Required work
Down to the final line, return the records unchanged.
─── The records ───
PR #138, opened 2023-02-14
Support webRoot config variable being a relative path

j-f1:
Note: See earlier discussion about this in https://github.com/actualbudget/actual-server/pull/135#discussion_r1106295533, need to think about the security implications of this before merging.


MatissJanis:
Is it just for local testing? Did you consider using `yarn link` instead?

j-f1:
Absolute paths are fine.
───
Solved exercise
PR #138, opened 2023-02-14
Support webRoot config variable being a relative path

j-f1:
Note: See earlier discussion about this in https://github.com/actualbudget/actual-server/pull/135#discussion_r1106295533, need to think about the security implications of this before merging.


MatissJanis:
Is it just for local testing? Did you consider using `yarn link` instead?

j-f1:
Absolute paths are fine.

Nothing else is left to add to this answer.